Dark Passage, published in 1946, was the first novel by David Goodis. The following year it was made into a Bogart/Bacall movie and Goodis landed himself a screen-writing contract in Hollywood. He seemed to have a bright future opening up, but as in the case of so many of the heroes of noir fiction, it was not to be. He did go on to write quite a few more novels before his untimely death in 1967 as the age of 50.
Dark Passage is a little in the style of James M. Cain’s The Postman Always Rings Twice, with a confessional style of narrative. There’s even more emphasis in Dark Passage on lengthy interior monologues – at times it almost approaches a steam-of-consciousness feel, especially when he starts having conversations in his head with dead people. The reader spends the entire book inside the head of the protagonist, Vince Parry, and it’s not always a comfortable place.
To say that Vince has a negative outlook on life would be an understatement of epic proportions. The opening paragraph sums up the fatalistic mood of the book extremely well:
It was a tough break. Parry was innocent. On top of
that he was a decent sort of guy who never bothered
people and wanted to lead a quiet life. But there was too
much on the other side and on his side of it there was
practically nothing. The jury decided he was guilty. The
judge handed him a life sentence and he was taken to
San Quentin.
Parry’s wife had been found dead at the bottom of a staircase, with a heavy glass ash-tray covered in his fingerprints lying beside the body. Parry himself believed her death was accidental, but nobody was willing to listen to his side of the story. He manages to break out of gaol, and runs across a strange young woman who seems to know an astonishing amount about his life, and who seems keen to help him. Parry needs all the help he can get, since he finds it difficult to make decisions and really has no idea of what to do next. While he’s trying to decide he finds himself the prime suspect in a second murder, and the plot thickens (as they say).

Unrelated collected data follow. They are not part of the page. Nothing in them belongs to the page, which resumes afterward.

PR #5342, opened 2024-10-16
EES-5568 Adding modal for admins deleting users

jack-hive:
When BAU users try to delete users from Admin, we need to warn users to confirm this as it's a fairly big action.
This PR adds a confirmation modal to confirm the deletion before they proceed.

### Notes for Reviewer
- I'm not sure if I've put the modal component in the right place. Nor am I sure if there was another component I should have re-used instead. Please let me know if there was something different I should have done here.
- The code is commented out as we still want to hide this Delete button for now until the issue in [EES-5573](https://dfedigital.atlassian.net/browse/EES-5573) is resolved.
- Please uncomment my code, add the necessary imports, and re-test it for me. I'm new to React so I may have missed something.
- Thank you


src/explore-education-statistics-admin/src/pages/bau/components/DeleteUserModal.tsx
```diff
@@ -0,0 +1,26 @@
...
+import React, { ReactNode } from 'react';
+
+interface Props {
+  triggerButton: ReactNode;
+  onConfirm: () => void;
+}
+
+const DeleteUserModal = ({ triggerButton, onConfirm }: Props) => {
+  return (
+    <ModalConfirm
```
bennettstuart, line 11: Hey! This is absolutely fine to do, and works perfectly well. I just wanted to add my personal opinion to give some food for thought on your frontend journey!

We didn't have a **DeleteUserButton** previously, I think for the same reasons I would not create a **DeleteUserModal**. As the **DeleteUserModal** doesn't do much other than simply return another component, I think I would avoid creating a new component and use the **ModalConfirm** in **BauUsersPage** directly. Doing so will have less lines added and less files added. However, if this modal is to appear across the service, then I'd opt for the component separation for easier tweaking later on. Hope this helps!

bennettstuart (approved):
Looks good, left an opinion comment to think about but implementation is all gooood!

src/explore-education-statistics-admin/src/pages/bau/components/DeleteUserModal.tsx
jack-hive: Thanks Stuart!

I completely agree, that sounds like a more sensible approach to me! I think I did it like this because I saw that we split out a custom component for the same thing elsewhere, which was also used by only one other component. I was torn at the time, but your comment has now confirmed in my mind that it's better to **not** split out a custom component for this, as it is only used in one place :)

PR #347, opened 2019-04-07
Add basic lxml stubs

Funth0mas:
Add basic lxml stubs (#324) to allow better arxml type check.
The mypy on travis should only report 5 errors for arxml in this branch.
The stubs folder should't go to distribution package, I hope that ihis way it is excluded from the distribution.


Funth0mas:
it works - mypy: [before](https://travis-ci.org/ebroecker/canmatrix/jobs/516359867), [after](https://travis-ci.org/ebroecker/canmatrix/jobs/516957793)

While there’s a mystery at the heart of Dark Passage, a puzzle that needs to be solved, that mystery isn’t really the point of the book. In a sense it doesn’t matter who killed Vince’s wife, or if it was indeed an accident. Goodis is primarily interested in Vince’s struggles to escape the net that is closing around him, and also his struggles with himself over his extremely confused feelings for Irene (the woman who offers to help him). Trusting someone doesn’t come naturally to Parry, and he automatically assumes that he’s not worth it anyway so why should she ruin her life trying to help a loser like him?
It’s a gripping and emotionally involving story, and it’s a superbly written book. Goodis has a distinctive style, and it’s a style that becomes almost poetic at times. A number of writers from the hard-boiled or noir school of fiction are now accepted as being not just great crime writers but great writers, and on the strength of this novel Goodis deserves to take his place among them.